EV Fleet Business Management

Category
  • Commercial

As one of Queensland’s most experienced solar companies, we are proud to be nationally recognised as an industry leader and an expert in our field. One reason we remain at the forefront of our industry is our 100% in-house staff force. From sales to design, engineering to project management, and electricians to technical support, Springers is run entirely by full-time employees rather than subcontractors. 


Our operations in South East Queensland mean that our sales team is constantly on the road, visiting sites and prospects to complete quotations. Naturally, we provide each of our sales staff with a company vehicle. 


The interesting thing about this? We are running an electric vehicle fleet with Tesla EVs as opposed to a traditional petrol fleet. 


We transitioned from a petrol sales fleet to an electric sales fleet in 2021 with Tesla Model 3s and Tesla Model Ys. Considering we still haven’t seen many other company-branded Tesla EVs on the road, we’d like to share our experience managing company EVs, including:


  • How we keep the electric vehicles charged;
  • How we monitor electricity usage for car charging;
  • Staff reimbursement; and
  • Business costs


As of Q3 2024, we have six EVs in our sales fleet. Given the sales team is on the road all day, every day, and rarely back at one of our office locations, charging their EVs at home is the most convenient option. To support this, we provide our employees with a monthly reimbursement for the electricity used to charge their company vehicles at home. 


How do we measure electricity usage for EV charging?

Since the large majority of EV charging occurs at the employees' homes, we set up a system that measures the kWh of electricity used to charge the company car. This can be done quite simply and cheaply by installing two components at the staff member’s home:


  • A Tesla EV Charger
  • A Current Transformer


We install both of these devices at a company cost as they are relatively cheap, especially compared to the ongoing costs of a petrol car. 

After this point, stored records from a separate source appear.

PR #3416, opened 2026-07-09
Promote mujoco KPI benchmarks to the Fast suite

adenzler-nvidia:
## Description

Rename the seven `Kpi*` mujoco benchmarks to `Fast*` and delete the small `Fast*` variants they superseded. The KPI workloads are taken over unchanged (8192 worlds, 512 for KitchenG1, `track_simulate` reporting ms/world-step); `FastAllegro` additionally gets `timeout = 900` because Jetson Orin currently runs it close to the 600 s default.

The CI benchmark job selects benchmarks with `-b Fast`, so after this change CI exercises the KPI-scale workloads instead of the small variants. Since the ModelBuilder collision filter optimization (#3187), the KPI variants cost about the same wall time as the small ones on CI-class GPUs, so maintaining two variants per workload no longer pays for itself. Per-benchmark wall-clock durations recorded by asv on the newest post-#3187 runs (L40S at 5406c68e, CI-class hardware):

| Benchmark | old Fast [s] | KPI, now Fast [s] |
|---|---|---|
| Allegro | 88 | 65 |
| Cartpole | 28 | 9 |
| G1 | 61 | 33 |
| Humanoid | 38 | 35 |
| KitchenG1 | 21 | 12 |
| NewtonOverheadG1 | 8 | 31 |
| NewtonOverheadHumanoid | 6 | 33 |
| **Total** | **250** | **218** |

The KPI variants run once per benchmark while the old Fast variants paid setup twice (`rounds = 2`) plus repeats, which is why the bigger workloads come out cheaper overall. The Allegro figures predate the actuation fix (#3394) and include its roughly 2x inflation, so the renamed benchmark gets cheaper still. On the Jetson perflab machines the KPI set costs more than the old Fast set (Thor 478 s vs 292 s, Orin 772 s vs 500 s), but those machines run the full suite, where dropping the seven duplicate small variants is a net saving per run.

The `_KpiBenchmark` and `_NewtonOverheadBenchmark` base classes are unchanged, so the renamed benchmarks keep their asv version hashes and the dashboard history can be carried over to the new names in the results repository (follow-up there once this merges).

## Checklist

- [x] New or existing tests cover these changes — n/a, benchmark definitions only
- [x] The documentation is up to date with these changes — the `--bench FastAllegro` / `FastG1` examples in `docs/guide/development.rst` remain valid
- [ ] `CHANGELOG.md` has been updated (if user-facing change) — not user-facing

## Test plan

Standalone smoke run of a renamed benchmark on GPU:

```
uv run --extra dev python asv/benchmarks/simulation/bench_mujoco.py --bench FastCartpole
```

The PR's GPU benchmark CI job (`asv run -e -b Fast`) now runs all seven renamed benchmarks and is the real end-to-end verification.

## Summary by CodeRabbit

* **New Features**
  * Added a new benchmark for the Kitchen G1 simulation.
  * Expanded benchmark coverage with updated configurations for several fast simulation scenarios.

* **Bug Fixes**
  * Improved benchmark execution so timing now reflects repeated simulation steps across multiple runs.
  * Benchmarks now better adapt to available hardware and simulation settings.

* **Chores**
  * Simplified the benchmark selection list to include only the current fast benchmark set.

### DIFF
--- a/asv/benchmarks/simulation/bench_mujoco.py
+++ b/asv/benchmarks/simulation/bench_mujoco.py
@@ -9,7 +9,7 @@ import warp as wp
 wp.config.enable_backward = False
 wp.config.log_level = wp.LOG_WARNING
 
-from asv_runner.benchmarks.mark import SkipNotImplemented, skip_benchmark_if
+from asv_runner.benchmarks.mark import skip_benchmark_if
 
 parent_dir = os.path.abspath(os.path.join(os.path.dirname(__file__), ".."))
 sys.path.append(parent_dir)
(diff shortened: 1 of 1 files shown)


adenzler-nvidia:
This needs a follow-up history cleanup on the asv repo after the first results appear on the repo.

eric-heiden (approved):
LGTM!

PR #3418, opened 2026-07-09
Honor USD MassAPI value semantics

adenzler-nvidia:
## Description

Re-scoped after review feedback: the earlier revisions replaced the whole mass resolution path; the branch now reverts that rework and keeps only the minimal fix on the existing architecture (see the last two commits — the final diff against `main` is the fix itself).

Treat `UsdPhysics.MassAPI` attributes according to the schema's value semantics instead of using authoredness as the override signal. An attribute is effective only when its value is usable: positive and finite mass and density, nonzero `diagonalInertia` and `principalAxes`, finite `centerOfMass`. Explicitly authoring a schema fallback value (e.g. `physics:mass = 0`) now behaves exactly like leaving the attribute unauthored, instead of zeroing out derived mass properties or disabling inertia scaling. Non-finite mass and density values, including physics material density, are also treated as unspecified, and non-finite `ComputeMassProperties` results take the existing builder-accumulated fallback path.

The precedence cascade, collider mass-information callback, and shape-axis handling are unchanged. Deferred to follow-ups: collider-level non-finite MassAPI values (applied inside OpenUSD's aggregation), preservation of authored inertia below OpenUSD's comparison tolerance, and mass aggregation for bodies with collider-only MassAPI.

## Checklist

## Test plan

```bash
python -m newton.tests -p test_import_usd.py
```

New tests: `test_massapi_fallback_values_are_ignored`, `test_massapi_zero_inertia_with_authored_mass_scales_accumulated`, `test_massapi_non_finite_mass_and_density_are_ignored`, `test_non_finite_material_density_uses_default`. The full `test_import_usd.py` module and the other USD import test modules pass.

## Bug fix

**Steps to reproduce:**

1. Apply `PhysicsMassAPI` to a rigid body and explicitly author one or more schema fallback values (for example `physics:mass = 0.0` or `physics:diagonalInertia = (0, 0, 0)`).
3. Observe that the body imports with zero mass, or with collision-shape inertia that is not scaled to the authored mass.

**Minimal reproduction:**

```python

import newton

mass_api = UsdPhysics.MassAPI.Apply(body.GetPrim())
mass_api.CreateMassAttr().Set(0.0)  # schema fallback, means "unspecified"

collider = UsdGeom.Cube.Define(stage, "/Body/Collider")
collider.CreateSizeAttr().Set(0.2)
UsdPhysics.CollisionAPI.Apply(collider.GetPrim())

builder.add_usd(stage)
print(builder.body_mass[0])  # was 0.0, now derived from the collider
```

## Summary by CodeRabbit

* **Bug Fixes**
  * Improved USD MassAPI mass/inertia/COM extraction to rely on effective (valid) values, ignoring non-finite/physically invalid data.
  * Prevented blocked/poisoned MassAPI attributes from impacting mass-property computation; clarified override vs fallback precedence (including `newton:inertia` vs diagonal inertia vs computed results).
  * Tightened material density acceptance and ensured rescaling keeps inertia and inverse-inertia consistent, with added warnings for discarded values.
* **Documentation**
  * Updated “Mass and Inertia Precedence” to describe effective-value handling and fallback equivalence for explicitly authored schema defaults.
* **Tests**
  * Expanded USDPhysics-parity and regression coverage for sentinel/blocked MassAPI scenarios, plus more defensive principal-axes quaternion handling.


newton/_src/utils/import_usd.py
```diff
@@ -3611,59 +3616,28 @@ def _collect_filtered_pairs(prim):
...
-                            )
-                        if mass_info is not None:
-                            rigid_body_mass_info_map[path] = mass_info
+                    mass_info, has_collider_mass_api_values = _prepare_collider_mass_info(
+                        prim, mass_info, body_values, shape_spec.materials
+                    )
+                    if has_collider_mass_api_values:
+                        collider_mass_api_paths_by_body[body_path].append(path)
+                    if mass_info is not None:
+                        rigid_body_mass_info_map[path] = mass_info
```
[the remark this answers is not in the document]
adenzler-nvidia: This is a pre-existing limitation, not introduced here — the importer has always gated the mass-overwrite path on body-level MassAPI, and the documented scope in `usd_parsing.rst` matches. Extending aggregation to bodies with collider-only MassAPI needs a collider pre-scan and its own tests, so I'm deferring it to a follow-up issue rather than growing this PR.

docs/concepts/usd_parsing.rst
```diff
@@ -270,53 +270,31 @@ Mass and Inertia Precedence
...
+   remain authoritative.
 
 If resolved mass is non-positive, inverse mass is set to ``0``.
 
-.. tip::
-
-   For the most predictable results, fully author ``physics:mass``, ``physics:diagonalInertia``,
-   ``physics:principalAxes``, and ``physics:centerOfMass`` on each rigid body.  This avoids any
-   fallback heuristics and is also the fastest import path since ``ComputeMassProperties(...)``
-   can be skipped entirely.
```
andrewkaufman, line 318: This tip still seems relevant, any reason to remove it entirely rather than just ~fastest import path since ``ComputeMassProperties(...)`` can be skipped entirely.~

docs/concepts/usd_parsing.rst
```diff
@@ -270,53 +270,31 @@ Mass and Inertia Precedence
...
+   overrides the inertia returned by OpenUSD.
+2. Newton supplies equivalent unit-density mass information through OpenUSD's callback. OpenUSD
+   applies collider/body ``MassAPI`` and bound ``MaterialAPI`` values while aggregating missing
+   body properties. Effective values are preserved exactly, including inertias smaller than
+   OpenUSD's internal comparison tolerance.
+3. When ``NewtonMassAPI`` is applied to a collider, ``newton:massModel`` controls whether its
+   callback inertia comes from the full volume (``"solid"``, default) or a thin shell.
+   ``newton:shellThickness`` sets the inward wall thickness [m]; its ``-inf`` fallback uses
+   ``newton:contactMargin``.
+4. A collider synthesized by a schema resolver is not discoverable by OpenUSD traversal. Bodies
```
andrewkaufman: I don't quite understand this case... What is a "collider synthesized by a schema resolver"? Can you give an example?

newton/_src/utils/import_usd.py
```diff
@@ -2958,145 +3025,86 @@ def _resolve_contact_attr(key, _prim=prim):
...
         mass_info.centerOfMass = Gf.Vec3f(*shape_com)
-        mass_info.localPos = Gf.Vec3f(*local_pos)
-        mass_info.localRot = _resolve_mass_info_local_rotation(local_rot, shape_geo_type, shape_axis)
+        mass_info.localPos = Gf.Vec3f(*shape_xform.p)
+        mass_info.localRot = Gf.Quatf(
+            float(shape_xform.q[3]),
+            float(shape_xform.q[0]),
+            float(shape_xform.q[1]),
+            float(shape_xform.q[2]),
+        )
```
andrewkaufman: I always find Quatf construction confusing... I believe there is a singature that takes float, Vec3f to make it explicit which is the imaginary element. I'd recommend always preferring that one to ensure we don't get the order wrong.

newton/_src/utils/import_usd.py
```diff
@@ -2958,145 +3025,86 @@ def _resolve_contact_attr(key, _prim=prim):
...
         mass_info.inertia = Gf.Matrix3f(*shape_inertia_np.flatten().tolist())
         return mass_info
 
+    def _prepare_collider_mass_info(prim, mass_info, body_values, material_paths):
+        if not prim.HasAPI(UsdPhysics.MassAPI):
+            return mass_info, False
+
+        mass_api = UsdPhysics.MassAPI(prim)
```
andrewkaufman: this is a double API composition check, you can do it this way instead:

```suggestion
        mass_api = UsdPhysics.MassAPI(prim)
        if not mass_api:
            return mass_info, False
```

newton/_src/utils/import_usd.py
```diff
@@ -2958,145 +3025,86 @@ def _resolve_contact_attr(key, _prim=prim):
...
+        # OpenUSD treats small nonzero inertia as its zero sentinel.
+        inertia /= inertia_scale
+        mass_info.inertia = Gf.Matrix3f(*np.diag(inertia).flatten().tolist())
+
+        if np.all(np.isfinite(com)):
+            scale = usd.get_scale(prim, local=False)
+            mass_info.centerOfMass = Gf.CompMult(
+                Gf.Vec3f(*(float(value) for value in com)),
+                Gf.Vec3f(*(float(value) for value in scale)),
+            )
```
andrewkaufman: Is there a reason to do Gf math here? You already went Gf -> np & the math is usually faster in np

newton/_src/utils/import_usd.py
```diff
@@ -2958,145 +3025,86 @@ def _resolve_contact_attr(key, _prim=prim):
...
+
+        mass_api = UsdPhysics.MassAPI(prim)
+        mass = float(mass_api.GetMassAttr().Get())
+        density = float(mass_api.GetDensityAttr().Get())
+        # Non-finite authored values are invalid; treat them as the 0.0 sentinel.
+        if not math.isfinite(mass):
+            mass = 0.0
+        if not math.isfinite(density):
+            density = 0.0
+        inertia = np.array(mass_api.GetDiagonalInertiaAttr().Get(), dtype=np.float32)
```
andrewkaufman: Why do we only look at diagonal inertia on the collider & not principal axes or the newton:inertia tensor?

newton/_src/utils/import_usd.py
```diff
@@ -2958,145 +3025,86 @@ def _resolve_contact_attr(key, _prim=prim):
...
-
     def _build_mass_info_from_shape_geometry(
-        prim: Usd.Prim,
-        local_pos,
-        local_rot,
+        shape_xform,
         shape_geo_type: int,
         shape_scale: wp.vec3,
         shape_src: Mesh | None,
-        shape_axis=None,
```
andrewkaufman, line 3075: Why doesn't this need to account for shape axis anymore?

newton/_src/utils/import_usd.py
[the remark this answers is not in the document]
andrewkaufman: Wait, I'm confused... if we are requiring MassAPI on the body, what is MassAPI on the collider providng for us? AFAIK its supposed to be ignored for mass computation when there is explicit MassAPI on the body (the body overrides whatever would've been set on the colliders)

newton/_src/utils/import_usd.py
```diff
@@ -3766,166 +3740,113 @@ def _get_collision_mass_information(collider_prim: Usd.Prim):
...
+            elif body_path in bodies_with_non_native_colliders:
+                ignored_collider_values = collider_mass_api_paths_by_body.get(body_path)
+                if ignored_collider_values:
                     warnings.warn(
-                        f"Body {body_path}: authored diagonal inertia contains negative values. "
-                        "Falling back to mass-computer result.",
+                        f"Body {body_path} contains colliders that OpenUSD cannot discover and collider-level "
+                        f"MassAPI values on {ignored_collider_values}; using descriptor geometry and material "
+                        "density without those collider overrides. Author complete body MassAPI properties or "
+                        "apply PhysicsCollisionAPI to every collider.",
```
andrewkaufman: What prim are we considering a collider that doesn't have `PhysicsCollisionAPI` applied? That should never happen... those aren't colliders...

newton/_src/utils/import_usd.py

The Tesla EV Charger charges the electric vehicle, and the Current Transformer captures energy usage in the home. This device is installed on each electrical circuit and transmits information to the power meter. The power meter records the energy consumption on each electrical circuit and uses the data for real-time and historical energy monitoring analytics. We can use software to monitor this data remotely and to establish the kWh used to charge the vehicle at their home.


Reimbursement

We’ve opted for a straightforward approach by reimbursing our employees based on the peak tariff rate from their electricity bill. While this may slightly overcompensate them since the peak rate is determined by all household electricity usage, it simplifies the reimbursement process and minimises complexity for our accountants. Plus, it remains more cost-effective than fuel expenses. 


For example, let’s say Johnny drove 1000km last week, which according to the Current Transformer, required 130kWh to recharge the EV. We multiply 130kWh by the staff’s peak tariff rate, which is 32 cents per kW. This gives us $41.60, which is the dollar amount we will reimburse the staff member for using their electricity to charge a work car. 


Our accountants calculate this and apply the reimbursement monthly.


Other ways to charge

Charging at home is the most convenient way for our staff to charge their vehicles - they prefer it for convenience reasons and we prefer it because it means more time is spent on the road with customers during the day.


Other than charging at their home, our staff can also opt to charge their EV at our Springers Solar office locations. We encourage this where possible as our office has a large rooftop solar system installed, which offsets a large portion of any EV charging that happens during the day. Essentially, if staff were to charge at the office, it would cost the business very little in terms of electricity consumption. 


This being said, we will always prefer our sales staff to be on the road, meeting customers, and creating quotes. If we had to choose between charging at home in the evenings or charging at the office during the day (in place of quoting a customer), we would prefer they charge at home. 


If needed, staff can charge their EV at a Tesla Supercharger or another third-party charging station while on the road. We consider this a last-resort option, as third-party chargers can exceed 70 cents per kW. However, if necessary, staff will be reimbursed for the cost, which remains more economical than the running costs of a petrol vehicle. 


Petrol cars vs electric vehicles - cost comparison

Since transitioning to an electric vehicle fleet, our business costs for managing staff vehicles has decreased significantly. The most apparent cost-saver is the everyday running costs. As of August 2024, petrol costs around $1.90 per litre. This would cost us approximately 16 cents per km.


In comparison, the Tesla EVs require about 130Wh to recharge, which costs us around 4 cents per km.  


Another benefit to the EVs is they require significantly less maintenance and therefore have less downtime compared to a petrol vehicle. Of our six EVs, only one has required servicing in the past 5 years. We love this about the EVs; less downtime means more time for the sales staff to be on the road, giving quotes and selling our services.